Collected data
PR #266, opened 2022-04-12
e2e: serial: add hugepages test cases

fromanirh:
we need to have hugepages coverage. We start with a subset of tests which is
1. tier1and
2. already tabular
so we can quickly add these tests and start get moving.

We start with 2Mi hugepages just because they are a bit easier to manage (less risk of memory fragmentation), but some 1i coverage is also needed and should be added in a future PR.


fromanirh:
ping (@shajmakh)

shajmakh:
Thanks for the useful patch!
I'll handle adding the tests' ids in a different PR since we have similar cases in the project.
/lgtm

fromanirh:
trivial rebase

» **PROBLEM TO SOLVE**
Copy out every line of the data in which the word "coverage" is found.

» **TASK RESULT**
we need to have hugepages coverage. We start with a subset of tests which is
We start with 2Mi hugepages just because they are a bit easier to manage (less risk of memory fragmentation), but some 1i coverage is also needed and should be added in a future PR.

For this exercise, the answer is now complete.